Record set section start

PR #1732, opened 2021-01-25
Use same CV data splitter for stacked ensembling model created for AutoML

### LINKED ISSUE #1592: Stacked ensembler: use same CV data splitter as the rest of automl

angela97lin:
Closes #1592 

We cannot use `TrainingValidationSplit` for the stacked ensembling component's CV, as it raises:
```TypeError: split() takes from 2 to 3 positional arguments but 4 were given```

This is because the signature for `split()` should be: 
```def split(self, X, y=None, groups=None)```
(https://github.com/scikit-learn/scikit-learn/blob/main/sklearn/model_selection/_split.py)

This PR adds `group` as a parameter for TrainingValidationSplit's `split`, even though it is not used, to maintain consistency with its base class.

Still, the larger issue is that because TrainingValidationSplit only creates one split, we get this error even after making the aforementioned change: `ValueError: cross_val_predict only works for partitions`

Tracking this down, I believe this is caused because the one split means that we may not see some data as part of the training split (only exists in test split). Unrelated yet related SO post: https://stackoverflow.com/questions/43275506/scikit-learn-cross-val-predict-only-works-for-partitions

As a result of this, I am purposely disallowing any data splitters where the number of splits < 2.

Note: opened #1746 to track longer term plans and ideas for improving the stacking ensemble's CV split.

### CODE REVIEW

File: evalml/preprocessing/data_splitters/training_validation_split.py [hunk 1]
```diff
@@ -32,15 +32,17 @@ def get_n_splits():
         """Returns the number of splits of this object"""
         return 1
 
-    def split(self, X, y=None):
+    def split(self, X, y=None, groups=None):
```
angela97lin, line 35: Updated for consistency with BaseCrossValidator, which this subclasses 😬

evalml/pipelines/utils.py
```diff
@@ -253,26 +253,30 @@ def generate_pipeline_code(element):
...
+            If set to None, will use the default stacking ensemble data split. Defaults to None.
+        problem_type (ProblemType): Problem type of pipeline
         n_jobs (int or None): Integer describing level of parallelism used for pipelines.
             None and 1 are equivalent. If set to -1, all CPUs are used. For n_jobs below -1, (n_cpus + 1 + n_jobs) are used.
             Defaults to -1.
 
     Returns:
         Pipeline with appropriate stacked ensemble estimator.
     """
+    if data_splitter is not None and data_splitter.get_n_splits() < 2:
```
freddyaboulton, line 273: This is going to raise `ValueError` in `AutoMLSearch` when the dataset is large or the user manually passes in a `TrainingValidationSplit`.That would stop the search early and show a stacktrace so I think we should do something about it in `AutoMLSearch`. I think there are two things we can do:

1. I think we should set `ensembling=False` under-the-hood in `AutoMLSearch` and log a message if the user passes in a data splitter with not enough splits.
2. Raise a value error in init if the data splitter does not have enough splits.

I think I prefer 1, that's kind of what we do when users don't specify enough batches or pipelines, but what do you think?

freddyaboulton (changes requested):
@angela97lin I think this is great! The one thing I think we should address before merge is that raising a `ValueError` in `_make_stacked_ensemble_pipeline` would stop `AutoMLSearch` early.

evalml/pipelines/utils.py
chukarsten: I guess the deciding point is: either AutoML smartly handle the user's desired data splitting strategy and then does an AutoML search (that's expensive in time?) or stops early the moment it knows the data split was unsuccessful.  Let me know if I've characterized that correctly. 

If we raise a value error in init, is there necessarily anything a user can do about the number of splits?  At that point would they have to increase the size of their dataset?  I kind of feel that if I'm personally going to use an AutoML search algorithm, I'd like to know before I kick it off that I won't benefit from a StackedEnsemble being in the running rather than get to the end to find that my dataset wasn't large enough.

chukarsten (approved):
I'm just participating in the conversation.  I agree that Freddy's comment should be addressed before moving on.  But a solid PR.

angela97lin:
Thank you guys for the comments! This is a really good point raised and I want to dig into it a bit more. 

The problem is that the stacked ensemble doesn't play well with data splits that result in only 1 split. This PR updates automl to pass the automl data splitter to the stacked ensemble, which might cause the ensemble to get a data splitter with one split (TrainingValidationSplit), and error out.

Is it a good idea to either disallow ensembling because of this behavior? Basically, for the default case we're saying that a user with large data is unable to use stacking. That seems unwise / odd. What do you guys think about *not* passing the automl data splitter if it causes an issue and just using the stacking ensemble's default cv method?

Record set section end

### Task statement
A word-for-word copy of all the entries is required.

### Result for this task
PR #1732, opened 2021-01-25
Use same CV data splitter for stacked ensembling model created for AutoML

### LINKED ISSUE #1592: Stacked ensembler: use same CV data splitter as the rest of automl

angela97lin:
Closes #1592 

We cannot use `TrainingValidationSplit` for the stacked ensembling component's CV, as it raises:
```TypeError: split() takes from 2 to 3 positional arguments but 4 were given```

This is because the signature for `split()` should be: 
```def split(self, X, y=None, groups=None)```
(https://github.com/scikit-learn/scikit-learn/blob/main/sklearn/model_selection/_split.py)

This PR adds `group` as a parameter for TrainingValidationSplit's `split`, even though it is not used, to maintain consistency with its base class.

Still, the larger issue is that because TrainingValidationSplit only creates one split, we get this error even after making the aforementioned change: `ValueError: cross_val_predict only works for partitions`

Tracking this down, I believe this is caused because the one split means that we may not see some data as part of the training split (only exists in test split). Unrelated yet related SO post: https://stackoverflow.com/questions/43275506/scikit-learn-cross-val-predict-only-works-for-partitions

As a result of this, I am purposely disallowing any data splitters where the number of splits < 2.

Note: opened #1746 to track longer term plans and ideas for improving the stacking ensemble's CV split.

### CODE REVIEW

File: evalml/preprocessing/data_splitters/training_validation_split.py [hunk 1]
```diff
@@ -32,15 +32,17 @@ def get_n_splits():
         """Returns the number of splits of this object"""
         return 1
 
-    def split(self, X, y=None):
+    def split(self, X, y=None, groups=None):
```
angela97lin, line 35: Updated for consistency with BaseCrossValidator, which this subclasses 😬

evalml/pipelines/utils.py
```diff
@@ -253,26 +253,30 @@ def generate_pipeline_code(element):
...
+            If set to None, will use the default stacking ensemble data split. Defaults to None.
+        problem_type (ProblemType): Problem type of pipeline
         n_jobs (int or None): Integer describing level of parallelism used for pipelines.
             None and 1 are equivalent. If set to -1, all CPUs are used. For n_jobs below -1, (n_cpus + 1 + n_jobs) are used.
             Defaults to -1.
 
     Returns:
         Pipeline with appropriate stacked ensemble estimator.
     """
+    if data_splitter is not None and data_splitter.get_n_splits() < 2:
```
freddyaboulton, line 273: This is going to raise `ValueError` in `AutoMLSearch` when the dataset is large or the user manually passes in a `TrainingValidationSplit`.That would stop the search early and show a stacktrace so I think we should do something about it in `AutoMLSearch`. I think there are two things we can do:

1. I think we should set `ensembling=False` under-the-hood in `AutoMLSearch` and log a message if the user passes in a data splitter with not enough splits.
2. Raise a value error in init if the data splitter does not have enough splits.

I think I prefer 1, that's kind of what we do when users don't specify enough batches or pipelines, but what do you think?

freddyaboulton (changes requested):
@angela97lin I think this is great! The one thing I think we should address before merge is that raising a `ValueError` in `_make_stacked_ensemble_pipeline` would stop `AutoMLSearch` early.

evalml/pipelines/utils.py
chukarsten: I guess the deciding point is: either AutoML smartly handle the user's desired data splitting strategy and then does an AutoML search (that's expensive in time?) or stops early the moment it knows the data split was unsuccessful.  Let me know if I've characterized that correctly. 

If we raise a value error in init, is there necessarily anything a user can do about the number of splits?  At that point would they have to increase the size of their dataset?  I kind of feel that if I'm personally going to use an AutoML search algorithm, I'd like to know before I kick it off that I won't benefit from a StackedEnsemble being in the running rather than get to the end to find that my dataset wasn't large enough.

chukarsten (approved):
I'm just participating in the conversation.  I agree that Freddy's comment should be addressed before moving on.  But a solid PR.

angela97lin:
Thank you guys for the comments! This is a really good point raised and I want to dig into it a bit more. 

The problem is that the stacked ensemble doesn't play well with data splits that result in only 1 split. This PR updates automl to pass the automl data splitter to the stacked ensemble, which might cause the ensemble to get a data splitter with one split (TrainingValidationSplit), and error out.

Is it a good idea to either disallow ensembling because of this behavior? Basically, for the default case we're saying that a user with large data is unable to use stacking. That seems unwise / odd. What do you guys think about *not* passing the automl data splitter if it causes an issue and just using the stacking ensemble's default cv method?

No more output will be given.